En muchos casos, cuando el dueño se jubila, el bar desaparece. No hay traspaso, ni venta, ni reconversión. El local cierra y se convierte en otra cosa: una oficina, una franquicia, un escaparate vacío. Y con él se va parte de la memoria cotidiana del barrio.
Bares que resisten
Paradójicamente, los bares de trato cercano y platos reconocibles siguen teniendo demanda. “El consumidor quiere identidad, quiere reconocer al camarero y pedir lo de siempre”, señala Sánchez. A su juicio, la desaparición de cadenas como Telepizza o Lizarran en Las Palmas y la resistencia de locales como La Pizza Real o el Bar Pachichi lo demuestran.
“Lo que funciona es lo que conecta con la gente. Pero esos bares también necesitan poder subsistir, y para eso hay que facilitarles las cosas, no complicárselas”, añade. Para ARES, las políticas municipales y autonómicas deberían centrarse más en proteger estos espacios “porque son parte del ADN de la ciudad”.

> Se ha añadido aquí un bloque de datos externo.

PR #6738, opened 2024-09-25
Clippy Pedantic Acceptable Commits

dcampbell24:
These are the commits which you said you would accept.

https://github.com/uutils/coreutils/pull/6720


dcampbell24:
^ [tertsdiepraam](https://github.com/tertsdiepraam)

src/uucore/src/lib/features/checksum.rs
```diff
@@ -321,10 +322,10 @@ fn determine_regex(lines: &[String]) -> Option<(Regex, bool)> {
 
 // Converts bytes to a hexadecimal string
 fn bytes_to_hex(bytes: &[u8]) -> String {
-    bytes
-        .iter()
-        .map(|byte| format!("{byte:02x}"))
-        .collect::<String>()
+    bytes.iter().fold(String::new(), |mut bytes, byte| {
```
samueltardieu, line 325: Maybe create the string with `String::with_capacity(bytes.len() * 2)` first to ensure that there are no reallocations. Reallocations will typically appear as soon as there are more than 4 input bytes to format as the first allocated capacity for the string is usually 8 bytes.

BenWiederhake, line 325: Misleading variable name.

```suggestion
    bytes.iter().fold(String::new(), |mut hex, byte| {
```

BenWiederhake (approved):
LGTM, the changes are easily readable and clearly correspond to each clippy lint. This could be merged as-is. Bonus points if you also change the two small things that samueltardieu and I mentioned (preallocating the string and fixing a misleading variable name).

src/uucore/src/lib/features/checksum.rs
dcampbell24: Did it.

sylvestre:
could you please merge the two last commits into the relevant commit?

git rebase -i origin/main
will help
thanks

PR #6746, opened 2024-09-28
Clippy Pedantic Acceptable Commits Try Again

dcampbell24:
I removed the faulty commit from the record.

https://github.com/uutils/coreutils/pull/6738


sylvestre:
"Fix format_collect" isn't a great commit name, sorry

dcampbell24:
That's the name of the lint. What do you suggest?

PR #6339, opened 2024-05-04
Bump `fts-sys` and `selinux-sys`

cakebaker:
This PR bumps `fts-sys` from `0.2.4` to `0.2.9` and `selinux-sys` from `0.6.2` to `0.6.9`. They are updated together because this allows us to avoid having two versions of `bindgen`.

PR #6755, opened 2024-09-30
Fix and enforce MSRV by building all features during CI

### LINKED ISSUE #6728: MSRV >= 1.77 when building with --all-features
Trying to compile with 1.70 (= our MSRV, according to the README) and all features fails, despite the MSRV CI succeeding:

```console
$ cargo +1.70.0 build --all-features
warning: /home/user/workspace/coreutils-rs/src/uu/seq/Cargo.toml: unused manifest key: lints
warning: /home/user/workspace/coreutils-rs/Cargo.toml: unused manifest key: lints
   Compiling selinux-sys v0.6.12
   Compiling fts-sys v0.2.11
error[E0433]: failed to resolve: could not find `offset_of` in `mem`
  --> /home/user/workspace/coreutils-rs/target/debug/build/fts-sys-35eedc7d1c3cabc2/out/fts-sys.rs:63:57
   |
63 |     ["Offset of field: _ftsent::fts_cycle"][::std::mem::offset_of!(_ftsent, fts_cycle) - 0usize];
   |                                                         ^^^^^^^^^ could not find `offset_of` in `mem`
<SNIP: many more such errors>
error: could not compile `fts-sys` (lib) due to 20 previous errors
error: could not compile `selinux-sys` (lib) due to 43 previous errors
[$? = 101]
```

The cause seems to be:
- `chcon` uses `fts-sys=0.2.9`, which uses https://doc.rust-lang.org/std/mem/macro.offset_of.html which was introduced in Rust 1.77.0
- `chcon` is not built during CI, and no other feature/util uses this crate, which is why it slipped through the cracks.

Suggestion: Downgrade fts-sys and build all features during MSRV CI. What do you think?

BenWiederhake:
This PR:
- downgrades fts-sys and selinux-sys (erroneously upgraded in #6339) to achieve MSRV 1.70.0 again
- enforces MSRV by *actually* compiling all code during CI.

Note that the latter requires that we split the text step into two steps, because `cargo nextest --all-features` would also include features such as `test_unimplemented` and `expensive_tests`, which would always break.

Fixes #6728.

### DIFF
--- a/.github/workflows/CICD.yml
+++ b/.github/workflows/CICD.yml
@@ -211,6 +211,12 @@ jobs:
         ## * using the 'stable' toolchain is necessary to avoid "unexpected '--filter-platform'" errors
         RUSTUP_TOOLCHAIN=stable cargo fetch --locked --quiet
         RUSTUP_TOOLCHAIN=stable cargo tree --no-dedupe --locked -e=no-dev --prefix=none ${{ steps.vars.outputs.CARGO_FEATURES_OPTION }} | grep -vE "$PWD" | sort --unique
+    - name: Build
+      # We must restrict the feature-set for running the tests, but we must also ensure that all code *compiles*, even the code that cannot be run on this platform.
+      run: cargo build --all-features -p uucore -p coreutils --quiet
+      env:
+        RUSTFLAGS: "-Awarnings"
+        RUST_BACKTRACE: "1"
     - name: Test
       run: cargo nextest run --hide-progress-bar --profile ci ${{ steps.vars.outputs.CARGO_FEATURES_OPTION }} -p uucore -p coreutils
       env:
--- a/Cargo.lock
+++ b/Cargo.lock
@@ -167,14 +167,16 @@ dependencies = [
 
 [[package]]
 name = "bindgen"
-version = "0.70.1"
+version = "0.69.4"
 source = "registry+https://github.com/rust-lang/crates.io-index"
-checksum = "f49d8fed880d473ea71efb9bf597651e77201bdd4893efe54c9e5d65ae04ce6f"
+checksum = "a00dc851838a2120612785d195287475a3ac45514741da670b735818822129a0"
 dependencies = [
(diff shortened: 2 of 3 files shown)


BenWiederhake:
- Some of our code uses itertools' `chunk_by` feature, which is only introduced in 0.13.0
- Any fts-sys version that is old enough to work with rust 1.70.0 depends on itertools < 0.13.0, e.g. 0.12.1
- If we use both itertools 0.12.1 and 0.13.0 at the same time, then a lint complains about that.

I see only these options:
- Raise MSRV to >= 1.77 (ugh!)
- Permit using two different versions of itertools at the same time (ugh!)
- Claim that we still have an MSRV of 1.70 for "most" of the code, but it breaks with `--feature chcon` (ugh!)

All of these are terrible. @sylvestre How would you like to proceed?

samueltardieu:
>     * Raise MSRV to >= 1.77 (ugh!)

What is really the problem with raising the MSRV to 1.77.0? Debian stable uses rust 1.65.0 by default, which is older than 1.70 anyway so people stuck with Debian stable have to use rustup and can probably use 1.77.0 (which is more than 6 months old). Debian testing uses 1.80.1, so this is ok.

Who are the "customers" of `coreutils` that can deal use 1.70.0 and cannot deal with 1.77.0? Is it worth holding back commodity packages such as `itertools` for them? Can't they work with an earlier version of `coreutils`? Will they want to use the current daily version anyway if they are not allowed to upgrade their compilers, why could they upgrade their coreutils?

BenWiederhake:
Feel free to open a PR to do so, but I don't want to make a decision on this.

samueltardieu:
@sylvestre?

sylvestre:
@samueltardieu @BenWiederhake 
we aren't at a stage of the project that we have to worry at the LTS support. 
So, IMHO, we can be relaxed about upgrading the rust minimal version for now

BenWiederhake:
Welp, that makes this entire PR obsolete.

PR #6756, opened 2024-09-30
tr: enable ignored tests that have already been fixed

BenWiederhake:
Specifically:
- check_against_gnu_tr_tests_e: Yes, the test is about octal interpretation.
- check_against_gnu_tr_tests_ross_0a: Yes, the [Y*] generates multiple Y's, which causes conflicting replacements, which is why the operation is rejected.
- check_against_gnu_tr_tests_ross_0b: Same, plus a newline character was accidentally forgotten.
- check_against_gnu_tr_tests_fowler_1: Apparently the problem was fixed at some point.

Inspired by #6737.

### DIFF
--- a/tests/by-util/test_tr.rs
+++ b/tests/by-util/test_tr.rs
@@ -641,7 +641,6 @@ fn check_against_gnu_tr_tests_d() {
 }
 
 #[test]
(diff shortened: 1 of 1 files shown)


sylvestre:
Sweet

PR #6758, opened 2024-10-01
printf: delete unused file

### LINKED ISSUE #6721: pre-commit run --all-files fails
`pre-commit run --all-files` fails with
``` sh
- hook id: rust-linting
- exit code: 1

Error writing files: failed to resolve mod `cli`: /home/user/projects/coreutils/src/uu/printf/src/cli.rs does not exist
```
Editing `.pre-commit-config.yaml` to set `pass_filenames` to `false` for `rust-linting` makes everything work, but I have no idea if we should do that.

BenWiederhake:
The main file in directories like this is `main.rs` (in contrast to subdirectories, where it would be `src/foo/mod.rs`), and no other `src/mod.rs` exists, indicating that this was just an error all the way back in 0892ad3cdecb8ad38f1419f92d697f0fcb0a2058.

Found by #6721.

Fixes #6721.

### DIFF
--- a/src/uu/printf/src/mod.rs
+++ b/src/uu/printf/src/mod.rs
@@ -1,5 +1,0 @@
-// This file is part of the uutils coreutils package.
-//
-// For the full copyright and license information, please view the LICENSE
-// file that was distributed with this source code.
-mod cli;


BenWiederhake:
(The two failing tests are flakes, because git.savannah.gnu.org seems to be down.)

Issue #6248, opened 2024-04-17
cat -n doesn't handle CRLF newline delimiters correctly


pfmoore:
This is with the latest version from github, built locally via `cargo build --release --features windows`

```
❯ coreutils printf "hello\r\nworld\r\nthere\r\n" | coreutils cat -n
     1  hello     2
world
there
```

Weirdly, looking at the output via xxd, the CRLF sequence is switched to LFCR...

```
❯ target\release\coreutils printf "hello\r\nworld\r\nthere\r\n" | target\release\coreutils cat -n | xxd
00000000: 2020 2020 2031 0968 656c 6c6f 2020 2020       1.hello
00000010: 2032 090a 0d77 6f72 6c64 0a0d 7468 6572   2...world..ther
00000020: 650a 0d                                  e..
❯ target\release\coreutils printf "hello\r\nworld\r\nthere\r\n" | xxd
00000000: 6865 6c6c 6f0d 0a77 6f72 6c64 0d0a 7468  hello..world..th
00000010: 6572 650d 0a                             ere..
```

OshinoShinobu-Chan:
I'm trying to fix this issue. And I find out that it is caused by `src/cat.rs:write_new_line` in [Line537](https://github.com/uutils/coreutils/blob/e0e3ea69964c60fe06f3cc8ad505da0d7154bb11/src/uu/cat/src/cat.rs#L537). The code is as follows:
``` Rust
fn write_new_line<W: Write>(
    writer: &mut W,
    options: &OutputOptions,
    state: &mut OutputState,
    is_interactive: bool,
) -> CatResult<()> {
    if state.skipped_carriage_return && options.show_ends {
        writer.write_all(b"^M")?;
        state.skipped_carriage_return = false;
    }
    if !state.at_line_start || !options.squeeze_blank || !state.one_blank_kept {
        state.one_blank_kept = true;
        if state.at_line_start && options.number == NumberingMode::All {
            write!(writer, "{0:6}\t", state.line_number)?;
            state.line_number += 1;
        }
        writer.write_all(options.end_of_line().as_bytes())?;
        if is_interactive {
            writer.flush()?;
        }
    }
    Ok(())
}
```
-------
I think there's two problems in this function:
1. If `cat` is not in the `show_end` mode, the `\r` will be ingnored in function. This will happen every time it meet `\r\n`.
2. Suppose we correctly print the `\r`/`^M`, the rest of the code will treat the following `\n` as a single line itself. Here's an example:
[...]

PR #6763, opened 2024-10-02
Cat: Fix issue #6248

OshinoShinobu-Chan:
Fix issue #6248 about `cat` and add a test related to this issue.


cakebaker:
Thanks for your PR!

PR #6774, opened 2024-10-08
join: avoid extra allocations when using `-i`

jtracey:
In my benchmarks, this shows about 20% better performance when using `join -i`.


BenWiederhake (approved):
LGTM!

I would be happier if there was a way to test this during CI. (Keep in mind that wrong optimizations can actually degrade performance quite badly!) But I'm optimistic enough to just accept this as-is.

Cookie points if you can find a way to do it, though!

Issue #7787, opened 2025-04-19
id: handle numberic username incorrectly


zhw2101024:
There can be users with numberic username on the unix platform, we need to handle this as gnu coreutils does.
This can be reproduced with following steps:
```
useradd --badname -u 2000 200

#export C=coreutils/target/debug/

${C}id 200            # uid=2000(200) gid=2000(200) groups=2000(200)

```

zhw2101024:
Hello, all conversations has been resolved and the CI is passed, what should I do to this issue next?

PR #7788, opened 2025-04-19
uucore: handle situation using numberic username

zhw2101024:
see #7787

### DIFF
--- a/src/uucore/src/lib/features/entries.rs
+++ b/src/uucore/src/lib/features/entries.rs
@@ -304,9 +304,14 @@ macro_rules! f {
         impl<'a> Locate<&'a str> for $st {
             fn locate(k: &'a str) -> IOResult<Self> {
                 let _guard = PW_LOCK.lock();
-                if let Ok(id) = k.parse::<$t>() {
-                    // SAFETY: We're holding PW_LOCK.
-                    unsafe {
+                // SAFETY: We're holding PW_LOCK.
+                unsafe {
+                    let cstring = CString::new(k).unwrap();
+                    let data = $fnam(cstring.as_ptr());
+                    if !data.is_null() {
+                        return Ok($st::from_raw(ptr::read(data as *const _)));
+                    }
+                    if let Ok(id) = k.parse::<$t>() {
                         let data = $fid(id);
                         if !data.is_null() {
                             Ok($st::from_raw(ptr::read(data as *const _)))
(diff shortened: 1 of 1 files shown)


sylvestre:
Thanks

zhw2101024:
> Could you please add a test to make sure we don't regress in the future? Thanks

The test will need adding users to the system, i'm not sure how to properly write to test. 
Need some help here.

zhw2101024:
> Could you please add a test to make sure we don't regress in the future? Thanks

Sure, i'll do this soon.

zhw2101024:
> Could you please add a test to make sure we don't regress in the future? Thanks

The test will need to add a temporary user, thus requires root permission.
Need some suggestions here.

zhw2101024:
@sylvestre  Added a test which requires user with username 200 on the build machine and the CI environment.
Hope this is acceptable.

src/uucore/src/lib/features/entries.rs
```diff
@@ -304,9 +304,14 @@ macro_rules! f {
         impl<'a> Locate<&'a str> for $st {
             fn locate(k: &'a str) -> IOResult<Self> {
                 let _guard = PW_LOCK.lock();
-                if let Ok(id) = k.parse::<$t>() {
-                    // SAFETY: We're holding PW_LOCK.
-                    unsafe {
+                // SAFETY: We're holding PW_LOCK.
+                unsafe {
+                    let cstring = CString::new(k).unwrap();
```
sylvestre, line 309: maybe avoid the unwrap here and manage the error in case it fails?

zhw2101024:
Hey, It's 5 days since last update on this PR, i wonder if there is something unacceptable in the changes, or just because it's low priority?

src/uucore/src/lib/features/entries.rs
```diff
@@ -304,9 +304,19 @@ macro_rules! f {
...
-                    // SAFETY: We're holding PW_LOCK.
-                    unsafe {
+                // SAFETY: We're holding PW_LOCK.
+                unsafe {
+                    let cstring = match CString::new(k) {
+                        Ok(value) => value,
+                        Err(err) => {
+                            return Err(err.into());
+                        }
+                    };
```
sylvestre, line 314:
```suggestion
                    let cstring = CString::new(k)?;
```
is probably enough

src/uucore/src/lib/features/entries.rs
```diff
@@ -304,9 +304,19 @@ macro_rules! f {
...
+                    let data = $fnam(cstring.as_ptr());
```
sylvestre, line 315: please a comment explaining what it is

PR #7789, opened 2025-04-19
fix install file with invalid uid

### LINKED ISSUE #7879: install: install file with userid not used incorrectly
Say we don't have a user with userid 1100.

after running `install -o 1100 a b`, we get file b with userid 1100.
but after running `coreutils install -o 1100 a b`, we get an error message "invalid user: '1100'".

zhw2101024:
fixes #7879

### DIFF
--- a/src/uu/install/src/install.rs
+++ b/src/uu/install/src/install.rs
@@ -405,7 +405,14 @@ fn behavior(matches: &ArgMatches) -> UResult<Behavior> {
     } else {
         match usr2uid(&owner) {
             Ok(u) => Some(u),
-            Err(_) => return Err(InstallError::InvalidUser(owner.clone()).into()),
+            // When using -o500 option and there's no user with uid 500 on the system
+            // usr2uid returns an Err value and the whole install operation fails.
+            // GNU coreutils installs a file with uid 500 in the same situation
+            // so just return the supplied owner as uid if it's an integer value
+            Err(_) => match owner.parse::<u32>() {
+                Ok(u) => Some(u),
+                Err(_) => return Err(InstallError::InvalidUser(owner.clone()).into()),
+            },
         }
     };
 
@@ -419,7 +426,14 @@ fn behavior(matches: &ArgMatches) -> UResult<Behavior> {
     } else {
         match grp2gid(&group) {
             Ok(g) => Some(g),
-            Err(_) => return Err(InstallError::InvalidGroup(group.clone()).into()),
+            // When using -g500 option and there's no group with gid 500 on the system
+            // grp2gid returns an Err value and the whole install operation fails.
+            // GNU coreutils installs a file with gid 500 in the same situation
+            // so just return the supplied group as gid if it's an integer value
+            Err(_) => match group.parse::<u32>() {
+                Ok(g) => Some(g),
+                Err(_) => return Err(InstallError::InvalidGroup(group.clone()).into()),
+            },
         }
     };
 
--- a/tests/by-util/test_install.rs
+++ b/tests/by-util/test_install.rs
@@ -8,6 +8,10 @@
 use filetime::FileTime;
 use std::fs;
 #[cfg(target_os = "linux")]
+use std::fs::File;
+#[cfg(target_os = "linux")]
+use std::io::{BufRead, BufReader};
+#[cfg(target_os = "linux")]
 use std::os::unix::ffi::OsStringExt;
 use std::os::unix::fs::{MetadataExt, PermissionsExt};
 #[cfg(not(windows))]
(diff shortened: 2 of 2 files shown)


sylvestre:

zhw2101024:

Finished the test.

sylvestre:
many jobs are failing

zhw2101024:
> many jobs are failing

Caused by some rebase issues, fixed it now. By the way, the test in this PR need to ensure that there's no user with userid 500 on the system, maybe I can modify the userid in the prepare stage of CICD runners?

jtracey:
I don't think you need to configure the system, you can just avoid hardcoding 500 and instead use the first UID not in `/etc/passwd`.

zhw2101024:
> I don't think you need to configure the system, you can just avoid hardcoding 500 and instead use the first UID not in `/etc/passwd`.

I'm using a long shell to get a uid not in /etc/passwd, so adding subprocess to use the Exec::shell method.

tests/by-util/test_install.rs
```diff
@@ -2017,3 +2019,39 @@ fn test_selinux_invalid_args() {
         at.remove(&at.plus_as_string(dest));
     }
 }
+
+#[test]
+#[cfg(unix)]
+fn test_install_set_owner_nonexistent_userid() {
+    let captured = Exec::shell(
+        "cat /etc/passwd|cut -d ':' -f 3|grep '^1...$'|sort -n|tail -n 1|awk '{print $1+1}'",
```
sylvestre: Please rewrite this in rust code

sylvestre: And we won't need subprocess

zhw2101024: I followed what the useradd command actually will do to get the next usable userid:
The default is to use the smallest ID value greater than or equal to UID_MIN and greater than every other  user.
[man useradd](https://man7.org/linux/man-pages/man8/useradd.8.html)

zhw2101024:
@sylvestre Hey, i've added the same logic for invalid gid, and all checks passed. Could this PR be reviewed again?

src/uu/install/src/install.rs
```diff
@@ -385,7 +385,10 @@ fn behavior(matches: &ArgMatches) -> UResult<Behavior> {
     } else {
         match usr2uid(&owner) {
             Ok(u) => Some(u),
-            Err(_) => return Err(InstallError::InvalidUser(owner.clone()).into()),
+            Err(_) => match owner.parse::<u32>() {
```
sylvestre, line 412: could you please add a comment in the code explaining why this ?

src/uu/install/src/install.rs
```diff
@@ -399,7 +402,10 @@ fn behavior(matches: &ArgMatches) -> UResult<Behavior> {
     } else {
         match grp2gid(&group) {
             Ok(g) => Some(g),
-            Err(_) => return Err(InstallError::InvalidGroup(group.clone()).into()),
+            Err(_) => match group.parse::<u32>() {
```
sylvestre, line 433: same, thanks!

zhw2101024:
@sylvestre Hi, all conversations resolved an all checks passed, please check if the comments are applicable.

src/uu/install/src/install.rs
```diff
@@ -399,7 +406,14 @@ fn behavior(matches: &ArgMatches) -> UResult<Behavior> {
     } else {
         match grp2gid(&group) {
             Ok(g) => Some(g),
-            Err(_) => return Err(InstallError::InvalidGroup(group.clone()).into()),
+            // When using for example -g500 option and there's no group with gid 500
+            // grp2gid returns an Err value and the whole install operation fails.
+            // GNU coreutils installs a file with gid 500 in this situation
+            // if the supplied group is an integer value, just return it as gid
+            Err(_) => match group.parse::<u32>() {
+                Ok(u) => Some(u),
```
sylvestre: as it is a group, please rename u => g

tests/by-util/test_install.rs
```diff
@@ -2391,3 +2395,109 @@ fn test_install_non_utf8_paths() {
...
+        assert_eq!(metadata.uid(), next_uid);
+    } else {
+        println!("Test skipped; requires root user");
+    }
+}
+
+#[test]
+#[cfg(target_os = "linux")]
+fn test_install_set_owner_nonexistent_gid() {
+    let file = File::open("/etc/login.defs").unwrap();
```
sylvestre, line 2706: a lot of code is duplicated with
test_install_set_owner_nonexistent_uid
could you please dedup this part

src/uu/install/src/install.rs
zhw2101024: Thanks, fixed.

tests/by-util/test_install.rs
zhw2101024: I originally only fixed the user case but not the group case, and forgot to dedup after tests passed.
Fixed now.

zhw2101024:
@sylvestre All checks passed, thans for your conversations!

zhw2101024:
Hi, i just rebased the fix branch with the main branch, and all tests passed. Thanks for your time.

sylvestre:
Are you sure? on my system:
```
LANG=C /usr/bin/install -o 1100 a b2222
install: cannot change ownership of 'b2222': Operation not permitted
```

zhw2101024:
> Are you sure? on my system:
> 
> ```
> LANG=C /usr/bin/install -o 1100 a b2222
> install: cannot change ownership of 'b2222': Operation not permitted
> ```

The [manpage](https://man7.org/linux/man-pages/man1/install.1.html) says the owner option of install is for super-user only, maybe we need to test this option with the root user.

zhw2101024:
@sylvestre 
Let me explain the situation more clear.
First of all, this issue occurs only when running install with root, which can be repeated as follows:
```
touch a
LANG=C install -o 1100 a b2222
ls -l
```
The output is like this:
```
-rw-r--r-- 1 root root 0 Jun  6 17:36 a
-rwxr-xr-x 1 1100 root 0 Jun  6 17:36 b2222
```
when running with uutils coreutils as follows:
```
touch a
LANG=C coreutils install -o 1100 a b2222
ls -l
```
The output is like this:
`install: invalid user: '1100'`

sylvestre:
i will fix some issues in a different pr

Su importancia como tejido social
Más allá de su rentabilidad, los bares tradicionales han jugado un papel clave en la construcción del tejido social. “En España —y Canarias no es la excepción— el bar es una prolongación de lo público. No solo se consume, se conversa, se pertenece”, explica la socióloga Claudia López Plácido.
En los pueblos, ese papel se acentúa. “Donde no hay centros de día, asociaciones ni transporte público adecuado, el bar es el único espacio de ocio activo, sobre todo para las personas mayores”, afirma. Su desaparición implica un vacío que no siempre se llena. “Muchos municipios canarios con población envejecida ven cómo, al cerrar el último bar, se diluye también la vida en comunidad”.
Cambios en el consumo
Los bares tradicionales también enfrentan un entorno cambiante, marcado por transformaciones en el poder adquisitivo y en el tipo de oferta hostelera disponible. Según la socióloga Claudia López Plácido, más que una falta de interés en acudir a bares, lo que ocurre es que muchos de los nuevos locales no responden a las preferencias ni a las posibilidades económicas de la población local.
“Vemos cómo proliferan cafeterías de brunch o bares de especialidad con precios muy altos que no están pensados para los residentes, sino para un tipo de cliente con más recursos, muchas veces extranjero”, explica. En ese contexto, salir a un bar deja de ser una opción frecuente de ocio, no por falta de interés, sino por una cuestión de acceso y estilo: “Yo, por ejemplo, puedo ir a un brunch por la experiencia, pero no es algo que vaya a hacer a diario”.
Gentrificación y expulsión
En barrios turísticos o de creciente demanda residencial, como algunos del litoral de Las Palmas, la presión inmobiliaria ha provocado una sustitución silenciosa del bar de toda la vida. “Donde había un bar con menú casero, ahora hay una cafetería de brunch con precios prohibitivos para la población local”, explica Claudia López Plácido.
La socióloga vincula este fenómeno con la gentrificación: “Se está diseñando una oferta hostelera que no piensa en los residentes, sino en un visitante con mayor poder adquisitivo. Y eso cambia el barrio. Cambia quién lo habita, cómo se vive y qué se puede pagar”. En su opinión, la desaparición de estos bares es solo un síntoma de un proceso más amplio de pérdida de identidad urbana.
Una transformación inevitable
El sector de la hostelería en Canarias no está desapareciendo, pero sí transformándose. Cada vez hay menos bares tradicionales y más locales especializados, franquicias o establecimientos gourmet. La demanda sigue existiendo, pero la forma de satisfacerla ha cambiado.
Para que los bares de siempre sobrevivan, no basta con la nostalgia. Necesitan apoyo fiscal, flexibilidad normativa y políticas urbanas que entiendan su papel social. De lo contrario, seguirán cerrando uno a uno, y con cada cierre, Canarias perderá no solo un negocio, sino una parte de su cultura cotidiana.